-- Opening Marker --
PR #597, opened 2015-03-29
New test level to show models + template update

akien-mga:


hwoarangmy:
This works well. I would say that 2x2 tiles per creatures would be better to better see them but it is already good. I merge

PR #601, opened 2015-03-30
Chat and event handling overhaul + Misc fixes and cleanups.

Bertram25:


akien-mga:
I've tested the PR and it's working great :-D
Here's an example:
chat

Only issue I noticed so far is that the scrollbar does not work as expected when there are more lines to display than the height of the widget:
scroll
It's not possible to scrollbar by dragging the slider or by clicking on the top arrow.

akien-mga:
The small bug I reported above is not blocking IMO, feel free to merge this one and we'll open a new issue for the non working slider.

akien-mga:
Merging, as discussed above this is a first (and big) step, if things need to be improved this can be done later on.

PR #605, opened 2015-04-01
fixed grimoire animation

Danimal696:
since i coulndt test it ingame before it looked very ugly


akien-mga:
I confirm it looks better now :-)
-- Closing Marker --
> [Assigned task]
Where does the word "slider" appear in the material above? Copy every line that holds it.

> [Answer below]
It's not possible to scrollbar by dragging the slider or by clicking on the top arrow.
The small bug I reported above is not blocking IMO, feel free to merge this one and we'll open a new issue for the non working slider.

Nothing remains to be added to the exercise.